You should take frequent backup copies of your data so that you can restore your
databases if anything does go wrong. If you have recent backups and something
catastrophic happens to your computer you can laugh, go out, and buy another
computer.
With the cheapness and capacity of modern backup media – you can get ten blank
CD-Rs for the cost of a sandwich – there is no excuse for not backing up often. We
back up to CD-RW daily and to CD-R twice a week; and we keep the CD-R backups
forever. You should plan a similar strategy.
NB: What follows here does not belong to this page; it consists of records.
Issue #278, opened 2019-10-02
Implement `subset_polygon` function


huard:
### Description

Create a function that takes as input a single polygon and a xarray.Dataset/xarray.DataArray and returns a cropped dataset/dataarray over the polygon, with masked values outside the polygon.

tlogan2000:
I think there has been some miscommunication here I thought that this type of discussion had already taken place and had more or less indicated to @Zeitsperre to try to go forward with the methodology using geopandas seen in #285 

I suggest taking a step back:

Here is a list of potential libraries that can subset polygons:
* rioxarray
* geoxarray
* xgeo
* regionmask
* rasterx

@Zeitsperre before continuing with #285 (beyond the couple tests you had almost finished) I think we could all use some summary knowledge on what the capabilities of each of these packages are in terms of the following use cases (@huard @Zeitsperre @RondeauG  feel free to add to the list that I might of forgot)

* Reprojection capabilities - Handling all positive longitudes 

* Reprojection capabilities - Edge case of above : handling prime meridian crossing. E.g. when polygon crosses 0 deg lon but ds longitude values are all positive.  With #285  we saw that we need to split the polygon in order to subset properly. How/can other libraries deal with this?

* Curvilinear lat/lon grids - Can these libraries handle subsetting of rotated pole data such as CRCM5

* Multipolygon geometries - Can the input shape be a Multipolygon? Note this was my main reason for employing the spatial-join method recycled in #285 

* Grid Centroids not in polygon : The polygon is small enough that not grid centroids are fall within it.  Can it detect gridcells that intersect (e.g. lon/lat bounds) or use a buffer as suggest

* Could #285 pass these other libraries' test suites?

huard:
I'd add to that 
* user interface (how intuitive/user-friendly is the interface to subset a Dataset ?)

Zeitsperre:
Fixed with #285

PR #285, opened 2019-11-01
Polygon subsetting

Zeitsperre:
### Pull Request Checklist:

- [ ] Tags have been pushed

This adds the `subset.subset_shape()` function which allows polygon subsetting using a GeoJSON, Shapefile, single-layer GeoPackage, or any other `fiona` readable formats. The function can be called as follows:
`ds_subset = xclim.subset.subset_shape(ds, shape=geo_file)`

No*. Because of the need to project NetCDF files in order for them to be understoud by tools like rasterio, netCDFs that typically don't have CRS information need to be converted via `rioxarray`. This requires users to have loaded their NetCDF with the rioxarray library installed. Examples can be found in the docstring for the function.

* **Other information**:
`rioxarray` opens up new opportunities for features, such as writing DataArrays directly to GeoTIFF format and other GIS functions. This demands more investigation.


xclim/subset.py
```diff
@@ -125,11 +133,188 @@ def func_checker(*args, **kwargs):
...
+      CRS of the geometries provided. If passing GeometryCollections as shapes, CRS must be explicitly stated.
+    use_all_features : bool
+      Use either the first found feature geometry or the union of all found features. Default: False.
+    start_yr : int
+      Deprecated
+        First year of the subset. Defaults to first year of input data-array.
+    end_yr : int
+      Deprecated
+        Last year of the subset. Defaults to last year of input data-array.
+
```
huard: You're not documenting geometry.

xclim/subset.py
```diff
@@ -125,11 +133,188 @@ def func_checker(*args, **kwargs):
...
+    Subset multiple variables in a single dataset
+    >>> ds = xarray.open_mfdataset(['pr.day.nc','tas.day.nc'])
+    >>> dsSub = subset.subset_bbox(ds, shape="/path/to/polygon.shp", start_yr='1990', end_yr='1999')
+     # Subset with year-month precision - Example subset 1990-03-01 to 1999-08-31 inclusively
+    >>> prSub = subset.subset_time(ds.pr, shape="/path/to/polygon.shp", start_date='1990-03', end_date='1999-08')
+    # Subset with specific start_dates and end_dates
+    >>> prSub = \
+            subset.subset_time(ds.pr, shape="/path/to/polygon.shp", start_date='1990-03-13', end_date='1990-08-17')
+    """
+    try:
```
huard: Add a few comments to explain what's going on.

xclim/subset.py
```diff
@@ -125,11 +133,188 @@ def func_checker(*args, **kwargs):
...
+      Defaults to first day of input data-array.
+    end_date : Optional[str]
+      End date of the subset.
+      Date string format -- can be year ("%Y"), year-month ("%Y-%m") or year-month-day("%Y-%m-%d").
+      Defaults to last day of input data-array.
+    da_crs : Optional[Union[int, dict, str]]
+      CRS of the xarray.DataArray or xarray.Dataset provided. Default: dict(epsg=4326).
+    shape_crs : Optional[Union[int, dict, str]]
+      CRS of the geometries provided. If passing GeometryCollections as shapes, CRS must be explicitly stated.
+    use_all_features : bool
```
huard: That seems counter-intuitive ? Why would you pass a shapefile and not want to use all features ?

huard: Also, this argument is for the benefit only of the decorator. I don't think this is the intended use of decorators.

xclim/subset.py
```diff
@@ -125,11 +133,188 @@ def func_checker(*args, **kwargs):
...
+        raise
+
+    ds_out = xarray.Dataset(data_vars=None, attrs=da.attrs)
+    for v in da.data_vars:
+        if "lon" in da[v].dims and "lat" in da[v].dims:
+            dss = da[v]
+            dss.rio.set_spatial_dims(x_dim="lon", y_dim="lat", inplace=True)
+            dss.rio.write_crs(crs, inplace=True)
+            ds_out[v] = dss.rio.clip(
+                geometry, crs=dss.rio.crs, all_touched=True, drop=True, invert=False
```
huard: Is it possible to get the weights as well ? That is, the fraction of each grid cell's area included in the subset.

huard: If it's not provided out of the box by rioxarray, I suggest we open a ticket for this.

xclim/subset.py
```diff
@@ -125,11 +133,188 @@ def func_checker(*args, **kwargs):
...
+                ds_out[v] = da[v].sel(lat=ds_out.lat)
+            elif "lon" in da[v].dims:
+                ds_out[v] = da[v].sel(lon=ds_out.lon)
+            else:
+                ds_out[v] = da[v]
+
+    if start_date or end_date:
+        ds_out = subset_time(ds_out, start_date=start_date, end_date=end_date)
+
+    return ds_out
```
huard: It seems you're returning a Dataset whether or not the input was a DataArray or a Dataset.

huard:
FYI, this is how ESMValTool does it: https://github.com/ESMValGroup/ESMValCore/blob/92ba9538b51eec92db578c3cb92eb343d9a93e24/esmvalcore/preprocessor/_area.py#L313

How does it compare to your approach ?

Zeitsperre:
@huard No comparison. Much of the work I do is to ensure that the data is well understoud by rioxarray. I'm operating under the assumption that that extension is optimized for cutting data. 

From my interactions with the maintainer of rioxarray, they seem keen to see contributors suggest changes. I can possibly contribute some of this handling to that project to help simplify the logic here. One gain I have in my approach is that it handles multi-dimensional data fairly well while the approach you linked, from what I can tell only handles 2-dimensional data.

xclim/subset.py
Zeitsperre: Zonal statistics is something in rioxarray but it requires a bit of work on both xclim and rioxarray. I can look more into this in another PR if we want to have regional statistics reporting.

xclim/subset.py
Zeitsperre: I added this in order to quickly test for shapefiles and left it in as a "feature". Removing in now.

xclim/subset.py
Zeitsperre: Fixed

xclim/subset.py
Zeitsperre: Done.

tlogan2000:
FYI Failed tests for subset.py seem to be due to the release of cftime>=1.0.4.  released 10/21/2019. https://github.com/Unidata/cftime

XARRAY devs seems to be on it as the build  versus their master seem to pass.

xclim/subset.py
huard: To be clear, we'd be interested in having, for each cell within the subset, the percent area of the total region area. This would account for the both partial intersection of a grid with the polygon, and differences in individual grid cell areas. Ok, let's open a new PR once this one's done.

xclim/subset.py
Zeitsperre: This is now dealt with.

huard:
@Zeitsperre I'm simply wary of

1. leveraging new emerging libraries with few contributors,
2. adding dependencies.  

I'm not against it, but it should be the result of an exercise of pros vs cons, especially if you feel we'll need to invest time in upstream development. 

On the minus side, I see for example that it breaks on Python3.5, which I think we're still running internally, right ? 

On the plus side, we could replace our subset_bbox by the rioxarray implementation, and I see other valuable features that we could exploit. 

I'd be surprised ESMValTool's subset only applied to 2D fields. What makes you think that ?

Zeitsperre:
@huard I'm with you on this.

Fairly disappointed about the Python3.5 non-support. PyPI reported that it was 3.5-compatible so I figured the failures were due to my code. This may be a bust for the time being. Regrettably, I can't port this to miranda either as I'm trying to keep it Python3.5-compatible as well. It might be best to put a pin in this until a later time (or make a few functions exclusive to 3.6+, an idea I really don't like).

I was under that impression ESMValTools doesn't support it based on the logic of some of the checks. I should give it another look. The other method out there is to leverage GeoPandas and Shapely to make a virtual grid that's used to perform basic map algebra. It's currently not clean but I can try that approach next. Too bad.

huard:
xarray is dropping support for 3.5, so we'll have to drop it too. 

Basically, I'd like you to take stock of what our options are, and suggest a solution that sounds solid from a development and maintenance point of view.

Zeitsperre:
@huard As I mentioned briefly in person to @tlogan2000 and yourself, here's a game plan:

- Dropping Python3.5 can happen eventually. Xarray isn't ensuring builds using 3.5 are passing so eventually, this will be the case here. Let's open a ticket and set the next minor version goals to drop 3.5 as well.

- The rioxarray is a neat library and approach to this problem, so rather than erase the work I've done, I will be porting the subsetting code to https://github.com/Ouranosinc/miranda as I have already used it in conjunction with that library for other projects. The code for manually warping the lats and lons of the NetCDF is something that the rioxarray maintainer is interested in that I'll try contributing in my free time. Once that project has matured a little, stabilized its API, or been integrated into xarray more formally, we can integrate it here.

- I'm going to explore the approach for subsetting polygons using GeoPandas. rather than modify the grids of the NetCDFs, reprojecting and manually converting geocoordinates of GeoPandas means we aren't manipulating the NetCDFs as much, which is probably better for a version 1 of the function. We can also leverage GeoPandas for other GIS-like functions and optimize the `subset_bbox` function at the same time. It's heavier on dependencies but we know it works.

I should be able to start on this later today or tomorrow.

tests/test_subset.py
```diff
@@ -517,6 +517,22 @@ def test_warnings(self):
...
+    meridian_geojson = os.path.join(TESTS_DATA, "cmip5", "meridian.json")
+
+    def test_simple(self):
+        ds = xr.open_dataset(self.nc_file)
+
+        with pytest.warns(UserWarning):
+            sub = subset.subset_shape(ds, self.meridian_geojson)
+
+        assert len(sub.tas) == 12
+        np.testing.assert_equal(np.mean(sub.tas.isel(time=0)), 285.057)
```
huard: Add comment explaining where the expected value comes from.

xclim/subset.py
```diff
@@ -125,11 +182,412 @@ def func_checker(*args, **kwargs):
...
+         transforming the lons from WGS84 to WGS84 +lon_wrap=180 (longitudes from 0 to 360).
+
+         Returns a GeoDataFrame with the new features in a wrap_lon WGS84 projection if needed.
+        """
+        try:
+            poly = kwargs["poly"]
+            x_dim = kwargs["x_dim"]
+            wrap_lons = kwargs["wrap_lons"]
+        except KeyError:
+            return func(*args, **kwargs)
```
huard: It seems dangerous to me to let a decorator "fail" silently. I think if you use a decorator in your code, you expect it to work, no ?

xclim/subset.py
```diff
@@ -125,11 +182,412 @@ def func_checker(*args, **kwargs):
                     kwargs[lon] -= 360
                 else:
                     kwargs[lon][kwargs[lon] < 0] -= 360
+
         return func(*args, **kwargs)
 
     return func_checker
 
 
+def wrap_lons_and_split_at_greenwich(func):
```
huard: Isn't this solving an issue that regionmask has already solved ?

xclim/subset.py
```diff
@@ -125,11 +182,412 @@ def func_checker(*args, **kwargs):
...
+                "+proj=longlat +ellps=WGS84 +lon_wrap=180 +datum=WGS84 +no_defs"
+            )
+            kwargs["poly"] = poly
+
+        return func(*args, **kwargs)
+
+    return func_checker
+
+
+@wrap_lons_and_split_at_greenwich
```
huard: Again, how does this compare with regionmask ?

xclim/subset.py
Zeitsperre: I think this is in case the function that gets called doesn't require any of this treatment. I was hoping to show that it could leave early if the kwargs aren't present, but I could raise an error or a warning to suggest that this check isn't being performed?

xclim/subset.py
Zeitsperre: Yes, I see that Regionmask this function as well. There were a few reasons why I didn't consider integrating Regionmask. This is worth a longer discussion, but it looks as though the maintainer of Regionmask is considering some of the approaches shown here. Perhaps we can work on that project and integrate it into our work here?

xclim/subset.py
Zeitsperre: I haven't explored Regionmask too much, but it's essentially the same logic as Regionmask's `utils.wrap_angle`, except deployed as an automatic check with a wrapper.

tests/test_subset.py
Zeitsperre: Done.

xclim/subset.py
huard: Considering that the subsetting functions affect a lot of people, I think it's important we discuss and document high-level decisions before implementation.

xclim/subset.py
```diff
@@ -125,11 +182,412 @@ def func_checker(*args, **kwargs):
...
+    >>> prSub = subset.subset_shape(ds.pr, shape="/path/to/polygon.shp", start_date='1990-03', end_date='1999-08')
+    # Subset with specific start_dates and end_dates
+    >>> prSub = \
+            subset.subset_shape(ds.pr, shape="/path/to/polygon.shp", start_date='1990-03-13', end_date='1990-08-17')
+    """
+    if "ts" in ds.coords:
+        ds = ds.drop("ts")
+
+    poly = gpd.GeoDataFrame.from_file(shape)
+
```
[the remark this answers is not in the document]
Zeitsperre: I would also specify in the docstring that the base units are those of the vector, and not the xarray object. Thanks for the suggestion.

xclim/subset.py
```diff
@@ -125,11 +182,412 @@ def func_checker(*args, **kwargs):
...
+        )
+        gdf_points = gpd.GeoDataFrame(df, geometry="Coordinates", crs=shifted)
+    else:
+        gdf_points = gpd.GeoDataFrame(
+            df, geometry="Coordinates", crs=CRS().from_epsg(4326)
+        )
+
+    # spatial join geodata points with region polygons
+    point_in_poly = gpd.tools.sjoin(gdf_points, poly, how="left", op="within")
+
```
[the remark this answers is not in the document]
Zeitsperre: Sounds good!

xclim/subset.py
huard: Does your implementation pass regionmask test suite ?

tlogan2000:
https://github.com/Ouranosinc/xclim/pull/285#discussion_r352714780
With respect to regionmask..  activity was pretty sparse from 2016 until just recently
https://github.com/mathause/regionmask/graphs/code-frequency

I think I had come across it but was unsure whether it was still being maintained ...

huard:
Also https://geosynopsis.github.io/xgeo/docs/html/examples.html

```
dsout = ds.geo.subset(vector_file='vector.shp',crop=True)
```

Zeitsperre:
Just to be clear, I'm not opposed to eventually integrating a library that specifically performs subsetting functionality; The issue I find is that there are a lot of projects in development to perform exactly this:

- rioxarray
- geoxarray
- xgeo
- regionmask
- rasterx

There's currently a discussion thread on https://github.com/corteva/rioxarray/issues/4 looking into how best to integrate the work on shapefile subsetting of xarray objects. For the time being, I feel like having a function that can eventually be replaced by something emergent from theses projects would be a good way forward.

xclim/subset.py
Zeitsperre: I've looked into it now and the test approach for what I do here and the regionmask approach aren't exactly compatible. I do need to beef up the tests on this PR, but because the base type needed for the `create_mask` function is a GeoPandas dataframe, it's not all that similar to regionmask in how to define a new test region.

xclim/subset.py
```diff
@@ -125,11 +182,412 @@ def func_checker(*args, **kwargs):
...
+        """
+        try:
+            poly = kwargs["poly"]
+            x_dim = kwargs["x_dim"]
+            wrap_lons = kwargs["wrap_lons"]
+        except KeyError:
+            return func(*args, **kwargs)
+
+        if wrap_lons:
+            if np.min(x_dim) < 0 or np.max(x_dim) > 360:
```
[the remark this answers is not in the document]
Zeitsperre: Are you saying that we need to make a case for when both the NetCDF and Shape are in WGS84? In that scenario, we wouldn't want to perform any wrapping of longitudes I imagine.

huard:
Ok. I'll raise the broader issue with our European colleagues to try to find out what a long-term community solution could look like.

tlogan2000:
I suggest pushing the broader discussion to https://github.com/Ouranosinc/xclim/issues/278#issuecomment-560543182

tlogan2000:
Triggered rebuild... Kmeans failing?

Zeitsperre:
Just spoke with @aulemahal about this. scikit-learn released a new version that corrected a bug that our setup was affected by. The fix will be in another PR.

aulemahal:
Exact, this is issue #317 .

tlogan2000:
Geopandas dependencies on windows are tricky to install I think.  I would update the xclim install documentation and point towards geopandas for dependencies.. 

I would probably have a note saying windows users (potentially Mac?) should  consider using conda to install geopandas to save themselves headaches

Zeitsperre:
@huard Most of it seems to be working. There's a persistent error on the Python3.8 build that makes me think that rasterio and xarray are not getting along. It seems to be an HDF5 file access error. Have you run into this in the past?

tlogan2000:
> @huard Most of it seems to be working. There's a persistent error on the Python3.8 build that makes me think that rasterio and xarray are not getting along. It seems to be an HDF5 file access error. Have you run into this in the past?

Do we still need rasterio for this PR?

RondeauG:
> @huard Most of it seems to be working. There's a persistent error on the Python3.8 build that makes me think that rasterio and xarray are not getting along. It seems to be an HDF5 file access error. Have you run into this in the past?

What's the error, exactly? I haven't tested your new version of the polygon subsetting, but last week I kept having the following error when using it alongside `engine='h5netcdf'` and dask (seemed to work fine without dask, though): `ValueError: cannot set WRITEABLE flag to True of this array`

Googling this error points towards an incompatibility with pandas (or possibly geopandas) and hdf5: https://github.com/pandas-dev/pandas/issues/24839 and https://stackoverflow.com/questions/54210073/pd-read-hdf-throws-cannot-set-writable-flag-to-true-of-this-array

Zeitsperre:
Okay, I want to say it's 98% there. We just need to figure out how to install libspatialindex-dev on the Windows build and I want to say we can push this. @huard What say you?

Zeitsperre:
@huard Will merge this as soon as Travis CI clears. Windows build is still not working, but that's not due to the library, but the trickiness of its dependencies. Will push a new version with that and then we can bump the xarray version and all the dependencies. Work for you?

We cannot give you detailed instructions for making a backup because this depends
on your system, your hardware, and your software. We can, however, tell you which
files need to be backed up and where they are located.
Before you back up
You should make sure that all your copies of Cardbox are closed before you do a
backup, or at least that all the copies of Cardbox that use a particular database are
closed before you back up that database. If you don’t do this, the backup may fail,
or it may omit data that are stored in memory but have not yet been written out to
the disk.
What files you need to back up
Databases
Each Cardbox database occupies two files. The format file (filetype .fmt) contains all
the format definitions for the database; the database file (filetype .fil) contains all
your actual data. These files always live together in the same directory or folder. If
you’re not sure of the location of a particular database, switch to a Cardbox window
that contains it and use Window > Properties to find out.